---------- Given data ----------

PR #371, opened 2021-06-16
init.ps1 script now clones ServerCommon repository with a specific commit.

dannyjdev:
This change will help us to maintain a commit hash for specific reference when building a project.

- Since we cannot clone a repository using only a commit id, I'm adding branch name to help us have the flexibility to specify our own if necessary on `$BuildBranch` (default is `main`).
- `$BuildBranchCommit` specifies the exact commit the branch will move to. If no commit is specified, then it will use the latest from the cloned branch.

### DIFF
--- a/build/init.ps1
+++ b/build/init.ps1
@@ -1,6 +1,7 @@
 [CmdletBinding()]
 param(
-    [string]$BuildBranch = 'main'
+    [string]$BuildBranch = 'main',
+    [string]$BuildBranchCommit = $null
 )
 
 # This file is downloaded to "build/init.ps1" so use the parent folder as the root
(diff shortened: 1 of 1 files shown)


build/init.ps1
```diff
@@ -14,12 +15,22 @@ Function Get-BuildTools {
...
+    {
+        $BuildBranchCommit = & cmd /c "git rev-parse origin/$BuildBranch 2>&1"
+    }
+    else
+    {
+        & cmd /c "git fetch origin $BuildBranchCommit 2>&1"
+        & cmd /c "git reset --hard FETCH_HEAD 2>&1"
+    }
+
+    Write-Host "ServerCommon repository cloned with branch $BuildBranch and $BuildBranchCommit commit."
```
loic-sharma, line 33: If `$BuildBranchCommit` is `$null` this message will be weird. Consider moving this into the if/else statements above.

build/init.ps1
```diff
@@ -14,12 +15,22 @@ Function Get-BuildTools {
 
     if (-not (Test-Path $ServerCommonRoot))
     {
-        Write-Host "Clonning ServerCommon repository with $BuildBranch branch"
-        & cmd /c "git clone -b $BuildBranch https://github.com/NuGet/ServerCommon.git 2>&1"
+        Write-Host "Clonning ServerCommon repository with $BuildBranch branch."
```
loic-sharma, line 18:
```suggestion
        Write-Host "Cloning ServerCommon repository with $BuildBranch branch."
```

loic-sharma (approved):

build/init.ps1
agr: if `$BuildBranchCommit` then it is going to be set to the latest snapshot of the branch, right? So by the time `Write-Host` is called it will have a value.

build/init.ps1
```diff
@@ -14,12 +15,22 @@ Function Get-BuildTools {
...
     Set-Location $ServerCommonRoot
-    $BuildBranchCommit = & cmd /c "git rev-parse origin/$BuildBranch 2>&1"
-    Write-Host "Latest commit in branch $BuildBranch is $BuildBranchCommit"
+    if (!$BuildBranchCommit)
+    {
+        $BuildBranchCommit = & cmd /c "git rev-parse origin/$BuildBranch 2>&1"
+    }
+    else
+    {
+        & cmd /c "git fetch origin $BuildBranchCommit 2>&1"
```
agr, line 29: Will this fetch the specified snapshot alone? Can we run that command without `git clone` above? Would `git init && git remote add origin https://github.com/NuGet/ServerCommon.git` be enough instead?

agr (approved):

build/init.ps1
loic-sharma: Ah right, I can't read. Ignore this comment :)

build/init.ps1
dannyjdev: Done, I just removed the git clone and added that line, verified that any commit can be retrieved with that approach.

build/init.ps1
dannyjdev: Removed that line.

agr (approved):

PR #374, opened 2021-10-27
A sync interface for SQL connection.

agr:
Attempting to make Gallery's life easier with sync SQL connection creation.
Added `Caching` extensions of secret injector and reader interfaces. `AzureSqlConnectionFactory` was changed to require caching version of an injector.

### DIFF
--- a/src/NuGet.Services.KeyVault/RefreshableSecretReader.cs
+++ b/src/NuGet.Services.KeyVault/RefreshableSecretReader.cs
@@ -89,8 +89,24 @@ namespace NuGet.Services.KeyVault
             return false;
         }
 
-        public bool TryGetCachedSecretObject(string secretName, ILogger logger, out ISecret secretObject) 
-            => TryGetCachedSecretObject(secretName, out secretObject);
+        public bool TryGetCachedSecretObject(string secretName, ILogger logger, out ISecret secretObject)
+        {
+            if (_cache.TryGetValue(secretName, out secretObject))
+            {
+                return true;
+            }
+
+            if (_settings.BlockUncachedReads)
+            {
+                throw new InvalidOperationException($"The secret '{secretName}' is not cached.");
+            }
+
+            secretObject = null;
+            return false;
+        }
+
+        public bool TryGetCachedSecretObject(string secretName, out ISecret secretObject)
+            => TryGetCachedSecretObject(secretName, logger: null, secretObject: out secretObject);
 
         private async Task<string> UncachedGetSecretAsync(string secretName)
         {
@@ -103,22 +119,6 @@ namespace NuGet.Services.KeyVault
             var secretObject = await _secretReader.GetSecretObjectAsync(secretName);
             _cache.AddOrUpdate(secretName, secretObject, (_, __) => secretObject);
             return secretObject;
-        }
-
-        public bool TryGetCachedSecretObject(string secretName, out ISecret secret)
-        {
-            if (_cache.TryGetValue(secretName, out secret))
-            {
-                return true;
-            }
-
-            if (_settings.BlockUncachedReads)
-            {
-                throw new InvalidOperationException($"The secret '{secretName}' is not cached.");
-            }
-
-            secret = null;
-            return false;
         }
     }
 }


src/NuGet.Services.KeyVault/RefreshableSecretReader.cs
```diff
@@ -88,7 +105,7 @@ private async Task<ISecret> UncachedGetSecretObjectAsync(string secretName)
             return secretObject;
         }
 
-        private bool TryGetCachedSecretObject(string secretName, out ISecret secret)
+        public bool TryGetCachedSecretObject(string secretName, out ISecret secret)
```
zhhyu, line 108: Will it be better that the null logger method call the logger one with the implementation? I know this is because of the old implementation but it seems easy to fix.

zhhyu:
Still looking...

zhhyu:
Could we draft a PR in Gallery? I am interested in how it will be changed in Gallery.

loic-sharma:
@zhhyu See this: https://github.com/NuGet/NuGetGallery/issues/8858

```cs
private static DbConnection CreateDbConnection(ISqlConnectionFactory connectionFactory)
{
    // Attempt to create a connection using cached secrets and AAD token.
    // The vast majority of requests should be able to complete synchronously.
    if (connectionFactory.TryGet(out var connection)
    {
      return connection;
    }

    // Secrets or AAD token are near expiry or already expire.
    // Use sync-over-async to allow refreshing the token or secrets.
    // This blocks the calling thread and creates a new connection using
    // a threadpool thread. This may result in threadpool starvation.
    return Task.Run(() => connectionFactory.CreateAsync()).Result;
}
```

loic-sharma (approved):

agr:
@zhhyu the Gallery changes are in the following branch: https://github.com/NuGet/NuGetGallery/tree/agr-sync-dbconn

src/NuGet.Services.Sql/AzureSqlConnectionFactory.cs
```diff
@@ -97,5 +135,17 @@ protected virtual async Task<string> AcquireAccessTokenAsync(string clientCertif
 
             return authResult.AccessToken;
         }
+
+        protected virtual bool TryAcquireAccessToken(string clientCertificateData, out string accessToken)
```
zhhyu, line 139: Nit: Do we need this method? I think we can just simply call "AccessTokenCache.TryGetCached" in "TryCreate"?

src/NuGet.Services.KeyVault/RefreshableSecretReader.cs
```diff
@@ -16,7 +16,7 @@ namespace NuGet.Services.KeyVault
     /// cached with a previous invocation. The <see cref="RefreshAsync"/> method is used to refresh the values of
     /// secrets that have already been cached.
     /// </summary>
-    public class RefreshableSecretReader : ISecretReader
+    public class RefreshableSecretReader : ICachingSecretReader
```
zhhyu, line 19: Nit: Do we need to upgrade this class? I see in Gallery, we use "CachingSecretReader".

zhhyu:
Thanks! That makes sense.

I can see that the following cases pass:
1. If the certificate needs to be refreshed and will get expired, it will return false, and use async to retrieve the certificate again; It will use background refreshment to get the access token with the new certificate;
2. If the certificate is retrieved but the background refreshment to get the access token fails, the certificate is already updated in caching, so it will trigger the background refreshment again but the certificate has been updated and valid;
3. If the access token will get expired soon, it will trigger the background refreshment;
4. If the access token has expired, it will return false, and use async to update the access token.

Approved. (BTW, I didn't check tests.)

zhhyu:
Will it be helpful if we log the change of some steps?

zhhyu (approved):

src/NuGet.Services.KeyVault/RefreshableSecretReader.cs
agr: That particular one we didn't need to update, but for completeness sake, since it has caching already implemented I had the interface updated.

PR #808, opened 2021-06-09
Dev joshi

Harshita-mindfire:


packages/pods-core/src/builtin/AirtablePod.ts
```diff
@@ -0,0 +1,159 @@
...
+    try {
+      const result = await base(tableName).create(records);
+      if (result) {
+        const timestamp = Time.now().toMillis();
+        fs.writeFileSync(checkpoint, timestamp.toString(), {
+          encoding: "utf8",
+        });
+      }
+    } catch (error) {
+      throw Error(error);
```
kevinslin, line 99: should log this error before throwing it

packages/pods-core/src/builtin/AirtablePod.ts
```diff
@@ -0,0 +1,159 @@
...
+    return notes.filter((note) => note.fname.includes(srcHierarchy));
+  }
+
+  async plant(opts: ExportPodPlantOpts) {
+    const { notes, config, dest } = opts;
+    const { apiKey, baseId, tableName, srcFieldMapping, srcHierarchy } =
+      config as AirtableExportConfig;
+    const checkpoint: string = this.verifyDir(dest);
+
+    if (_.isUndefined(srcHierarchy) || _.isEmpty(srcHierarchy)) {
```
kevinslin, line 126: you can mark properties as required when defining the config

packages/pods-core/src/builtin/AirtablePod.ts
```diff
@@ -0,0 +1,187 @@
...
+          );
+          total = total + result.data.records.length;
+          if (total === filteredNotes.length) {
+            const timestamp = filteredNotes[filteredNotes.length - 1].created;
+            fs.writeFileSync(checkpoint, timestamp.toString(), {
+              encoding: "utf8",
+            });
+          }
+        } catch (error) {
+          console.log("failed to export all the notes. Error: ", error);
```
kevinslin, line 125: use the logger that comes with the pod for logging. see https://github.com/dendronhq/dendron-site/blob/dev/vault/dendron.dev.setup.md#L66:L66

packages/pods-core/src/builtin/AirtablePod.ts
```diff
@@ -0,0 +1,187 @@
...
+          throw Error("error");
```
kevinslin, line 126: can we wrap this in an dendron exception? https://github.com/dendronhq/dendron-site/blob/dev/vault/dendron.dev.setup.md#L82:L82

kevinslin (changes requested):
this doesn't block the PR but can you also write up the documentation for this?
- instructions of updating docs here -> [[For Feature Owners|dendron.sop.early-seed#for-feature-owners]] (be sure to checkout the dev branch of dendron-site)
- the actual calender docs should go here -> dendron.topic.pod.builtin.airtable (doesn't exist yet)

packages/pods-core/src/builtin/AirtablePod.ts
```diff
@@ -0,0 +1,187 @@
...
+        filteredNotes,
+        apiKey,
+        baseId,
+        tableName,
+        srcFieldMapping,
+        srcHierarchy,
+        checkpoint,
+      });
+    } else {
+      throw Error(
```
kevinslin: instead of throwing an error, can we change the output of `plant` to return `{notes, status}` were notes is the notes that were updated and status is the following enum?

```ts
enum POD_STATUS {
	NO_NEW_ENTRIES = "no_new_entries",
	OK = "ok",
	ERROR = "ERROR"
}

```

kevinslin (changes requested):

packages/pods-core/src/builtin/AirtablePod.ts
Harshita-mindfire: if we do not throw error, the normal execution does not break and  ../plugin-core/src/commands/ExportPod.ts has 
```js
window.showInformationMessage(`done exporting. destination: ${dest}`);
```
 which gives msg as done exporting, even if it is not. 
Can we make changes in this file as well to display message as per status?

kevinslin: got it. yeah, lets save that for a next task then since we have some bigger structural changes as well to integrate

kevinslin (approved):

PR #812, opened 2021-06-10
feat: Copy block reference

SeriousBug:
"Copy Note Link", "Copy Note Reference", and "Copy Note URL" commands now support block anchors.

I preserved the existing behavior of these commands, but extended them so that:
1. If an existing block anchor is selected, it will be copied in the link
2. For "Copy Note Reference", if multiple lines are selected, the command will insert block anchors (or use existing block anchors or headers), which will be copied in the reference as a range.

Also fixed a bug where if there was a header and block anchor within the same line, the block anchor would be parsed as being part of the header, which means the link wouldn't work when used.


SeriousBug:
Also replaced the UUID package with nanoid as requested.

Additionally, I made 2 changes in the VSCode settings:
1. Set the tab width for the workspace as 2. Prettier already formats files to that width, and VSCode recognizes the width in the file and uses it automatically. Without this setting however new files will have 4-space width until prettier runs, which is a minor inconvenience.
2. Set debugging launch options to skip node internals and mocha library code. This makes debugging easier because VSCode will now skip them when stepping through functions, and will hide or de-emphasize them in the stack trace.

packages/plugin-core/.vscode/launch.json
```diff
@@ -15,6 +15,10 @@
         "--extensionDevelopmentPath=${workspaceFolder}"
       ],
       "outFiles": ["${workspaceFolder:plugin-core}/out/**/*.js"],
+      "skipFiles": [
```
kevinslin, line 18: nice addition!

packages/plugin-core/src/commands/CopyNoteLink.ts
```diff
@@ -41,14 +41,29 @@ export class CopyNoteLinkCommand extends BasicCommand<
       wsRoot: DendronWorkspace.wsRoot(),
     }) as NoteProps;
     if (!note) {
-      throw Error(`${fname} not found in engine`);
+      throw Error(
+        `${fname} not found in engine! Try saving this file and running "Dendron: Reload Index"`
```
kevinslin, line 45: nice!

kevinslin (changes requested):
1. looks like copy note link is generating an anchor when the next line is selected? https://www.loom.com/share/8460eee51c354069878cc5d350739907
2. shouldn't this generate a block reference anchor?: https://www.loom.com/share/a04e3c2e60954b1bb5f8ebfada833184
3. this probably shouldn't generate a range. default behavior when you dbl click a line is to also select first part of next line : https://www.loom.com/share/8d15b55eb54b4516bf6d2bc4804c6f78

SeriousBug:
Thanks for the feedback!

> * this probably shouldn't generate a range. default behavior when you dbl click a line is to also select first part of next line : https://www.loom.com/share/8d15b55eb54b4516bf6d2bc4804c6f78

Good catch, I rarely use the mouse so I wasn't aware of this behavior. Fixed.

> * looks like copy note link is generating an anchor when the next line is selected? https://www.loom.com/share/8460eee51c354069878cc5d350739907

Same as above, should be fixed now.

> * shouldn't this generate a block reference anchor?: https://www.loom.com/share/a04e3c2e60954b1bb5f8ebfada833184

I was only generating them if multiple lines were selected. Revised to generate if there is some amount of text selected.

kevinslin (changes requested):
changes look good, just a few comments:
- for subsequent commits, can we avoid force pushing? it might be necessary if you've done a rebase from master but in that case, I would just merge from master instead. this is because we lose the ability to see incremental diffs from the last code review
- it looks like there's a bunch of debugger statements in the code. wonder why the pre-push script didn't catch it
- perhaps separate issue by i notice that `GoToNote` command on a relative link with an anchor no longer goes to the part of the document with the anchor. if its a completely separate issue, no need to do the fix in this PR

SeriousBug:
>     * for subsequent commits, can we avoid force pushing? it might be necessary if you've done a rebase from master but in that case, I would just merge from master instead. this is because we lose the ability to see incremental diffs from the last code review

Thanks, I didn't know how the review UI worked. I'll use merge commits instead.

>     * it looks like there's a bunch of debugger statements in the code. wonder why the pre-push script didn't catch it

This might have to do with rebasing actually. The hook diffs against what would get pushed to upstream, which might not be reliable when rebasing. Not sure how to get around that, but it shouldn't be a problem once I stop rebasing all the time :smile: 

>     * perhaps separate issue by i notice that `GoToNote` command on a relative link with an anchor no longer goes to the part of the document with the anchor. if its a completely separate issue, no need to do the fix in this PR

I think I have been seeing some intermittent issues with that outside of this branch too, usually "Reload Index" fixes it. I think it has something to do with notes not being updated soon enough, since we now rely on `note.anchors` to be updated (as opposed to the previous behavior of parsing the note at GoToNote`).

kevinslin (approved):

Issue #743, opened 2021-05-20
Random note


aleksey-rowan:
## Please Select if your Request is Either something new or an Enhancement ##

- [ ] Enhancement of an existing Feature.
- [x] Request of a new feature.

## Please select the area your request applys to. (Multiple selections are Possible) ##

- [ ] Onboard. Initial vault setup and import/export pods 
- [ ] Create. Note creation, lookup, snippets and templates
- [x] Retrieve. Backlinks, references, graph view
- [ ] Structure. Refactoring, multi-vault and schemas
- [ ] Publish. Sharing your repo with the world
- [ ] Misc (Choose this if your not sure)

## Is your feature request related to a problem? Please describe ##

I would like to have a way to open a random note from my vault, similar to how the Obsidian's [Random note](https://help.obsidian.md/Plugins/Random+note) command works.

## Describe the solution you'd like ##

A Dendron command to open a random note. 

## Describe alternatives you've considered ##

[vscode-memo](https://github.com/svsool/vscode-memo) extension has a "Open random note" command which seems to work fine on top of a Dendron vault, but using yet another extension for just this one feature is excessive.

## Additional context ##

Ideally, this command should be configurable to whitelist/blacklist certain hierarchies from which you do or do not want random notes to be picked up.

vicrdguez:
+1 I think this is something great to have to re-discover knowledge in your notes

kevinslin:
Think this is a great idea, especially with the addition of whitelisting/blacklisting

PR #813, opened 2021-06-10
feat:Random Note Command

jonathanyeung:
Fixes https://github.com/dendronhq/dendron/issues/743 

New Command to navigate to a random note.

### DIFF
--- a/packages/plugin-core/package.json
+++ b/packages/plugin-core/package.json
@@ -1,752 +1,757 @@
 {
-  "name": "@dendronhq/plugin-core",
-  "private": true,
-  "displayName": "dendron",
-  "description": "Dendron is a hierarchal note taking tool that grows as you do. ",
-  "publisher": "dendron",
-  "version": "0.45.1",
-  "engines": {
-    "vscode": "^1.54.0"
-  },
-  "categories": [
-    "Other"
-  ],
-  "installConfig": {
-    "hoistingLimits": "none"
-  },
-  "keywords": [
-    "second brain",
-    "markdown",
-    "roam",
-    "notes",
-    "schema"
-  ],
-  "activationEvents": [
-    "*"
-  ],
-  "main": "./out/src/extension.js",
-  "extensionPack": [
-    "dendron.dendron-markdown-preview-enhanced",
-    "dendron.dendron-snippet-maker"
-  ],
-  "contributes": {
-    "languages": [
-      {
-        "id": "markdown",
-        "extensions": [
-          ".md"
-        ],
-        "aliases": [
-          "markdown"
-        ],
-        "configuration": "./language-configuration.json"
-      }
+    "name": "@dendronhq/plugin-core",
+    "private": true,
+    "displayName": "dendron",
+    "description": "Dendron is a hierarchal note taking tool that grows as you do. ",
+    "publisher": "dendron",
+    "version": "0.45.1",
+    "engines": {
+      "vscode": "^1.54.0"
+    },
+    "categories": [
+      "Other"
     ],
-    "views": {
-      "explorer": [
+    "installConfig": {
+      "hoistingLimits": "none"
+    },
+    "keywords": [
+      "second brain",
+      "markdown",
+      "roam",
+      "notes",
+      "schema"
+    ],
+    "activationEvents": [
+      "*"
+    ],
+    "main": "./out/src/extension.js",
+    "extensionPack": [
+      "dendron.dendron-markdown-preview-enhanced",
+      "dendron.dendron-snippet-maker"
+    ],
+    "contributes": {
+      "languages": [
         {
-          "id": "dendron.sample",
-          "name": "Sample View",
-          "when": "dendron:devMode",
-          "type": "webview"
-        },
-        {
-          "id": "dendron.treeView",
-          "name": "Tree View",
-          "when": "dendron:pluginActive && !dendron:webUIEnabled"
-        },
-        {
-          "id": "dendron.tree-view",
-          "name": "Tree View V2",
-          "when": "dendron:webUIEnabled",
-          "type": "webview"
-        },
-        {
-          "id": "dendron.backlinks",
-          "name": "Backlinks",
-          "when": "dendron:pluginActive"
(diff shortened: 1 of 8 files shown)


packages/plugin-core/package.json
```diff
@@ -1,752 +1,757 @@
 {
-  "name": "@dendronhq/plugin-core",
```
jonathanyeung, line 2: Oops - did we do some 'prettier' or whitespace formatting changes recently to this file? The only material difference should be the addition of 

```json
            {
                "command": "dendron.randomNote",
                "title": "Dendron: Random Note",
                "desc": "Open a Random Note"
            },
```

kevinslin: yeah, we did some formatting. no worries about this

packages/plugin-core/src/commands/RandomNote.ts
```diff
@@ -0,0 +1,81 @@
...
+import { VSCodeUtils } from "../utils";
+import { getWS } from "../workspace";
+import { BasicCommand } from "./base";
+import _ from "lodash";
+
+type CommandOpts = {};
+
+type CommandInput = {};
+
+type CommandOutput = void;
```
kevinslin, line 13: a convention we've been following is to return the note as an output. makes it easy to test

packages/plugin-core/src/commands/RandomNote.ts
```diff
@@ -0,0 +1,81 @@
...
+    // If no pattern is specified for include, then include all notes for the search set.
+    let includeSet: string[] = config?.include ?? [""];
+
+    let searchPredicate = function (note: NoteProps) {
+      if (note.stub == true) {
+        return false;
+      }
+
+      let isMatch = false;
+
```
kevinslin, line 39: nitpick: prefer `forEach` syntax for conciseness. eg. `includeSet.forEach( pattern => { ... } )`

packages/plugin-core/src/test/suite-integ/RandomNoteCommand.test.ts
```diff
@@ -0,0 +1,184 @@
...
+import { VSCodeUtils } from "../../utils";
+import { expect } from "../testUtilsv2";
+import {
+  runLegacyMultiWorkspaceTest,
+  setupBeforeAfter,
+  withConfig,
+} from "../testUtilsV3";
+
+// common template function for RandomNoteCommand testing
+function basicTest(
```
kevinslin, line 15: prefer object notation for function argument for readability. see https://wiki.dendron.so/notes/773e0b5a-510f-4c21-acf4-2d1ab3ed741e.html#prefer-using-object-notation-for-methods-ith-multiple-arguments

packages/plugin-core/src/test/suite-integ/RandomNoteCommand.test.ts
```diff
@@ -0,0 +1,184 @@
...
+  validateFn: () => void,
+  done: () => void,
+  includePattern?: string[],
+  excludePattern?: string[]
+) {
+  runLegacyMultiWorkspaceTest({
+    ctx,
+    preSetupHook: async ({ wsRoot, vaults }) => {
+      for (let name of noteNames) {
+        await CreateNoteFactory({ fname: name, body: "" }).create({
```
kevinslin, line 27: instead of exporting note factoring, you can use [NoteTestUtilsV4](https://github.com/dendronhq/dendron/blob/dev-kevin/packages/common-test-utils/src/noteUtils.ts#L55:L55)

kevinslin (changes requested):

packages/plugin-core/src/test/suite-integ/RandomNoteCommand.test.ts
jonathanyeung: Sorry, new to Typescript - when I tried to switch to object notation, the parameters can no longer be referenced within `runLegacyMultiWorkspaceTest()`.  Seems that the properties of opts aren't known in that context (Error is `Object literal may only specify known properties, and 'opts' does not exist in type 'SetupCodeConfigurationV2...`

packages/plugin-core/src/commands/RandomNote.ts
jonathanyeung: Hmm - doesn't seem like you can call `break` from within an interable.forEach() loop though: https://stackoverflow.com/questions/2641347/short-circuit-array-foreach-like-calling-break

packages/plugin-core/src/commands/RandomNote.ts
jonathanyeung: cool, will adjust

packages/plugin-core/src/test/suite-integ/RandomNoteCommand.test.ts
jonathanyeung: cool, will adjust and remove the export.

packages/plugin-core/package.json
jonathanyeung: is it ok to merge as is? or would you prefer me to re-align to the whitespace changes currently in master?

kevinslin: can you update the package generation code? specifically [this](https://github.com/dendronhq/dendron/blob/dev-kevin/packages/plugin-core/scripts/genConfig.ts#L85:L85) should be changed to 2 spaces

packages/plugin-core/src/test/suite-integ/RandomNoteCommand.test.ts
kevinslin: hmm... how did you do it? it should look like the following:
```ts
basicTest({ctx, preSetupHook, ...}: {
  ctx: ...
  preSetupHook: ...
})
```

jonathanyeung: I see what you mean now - adjusted

packages/plugin-core/package.json
jonathanyeung: updated

kevinslin (approved):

----------

What the task asks
The lines you need are those containing "srcFieldMapping"; find them in the records and copy them.

Written solution
+    const { apiKey, baseId, tableName, srcFieldMapping, srcHierarchy } =
+        srcFieldMapping,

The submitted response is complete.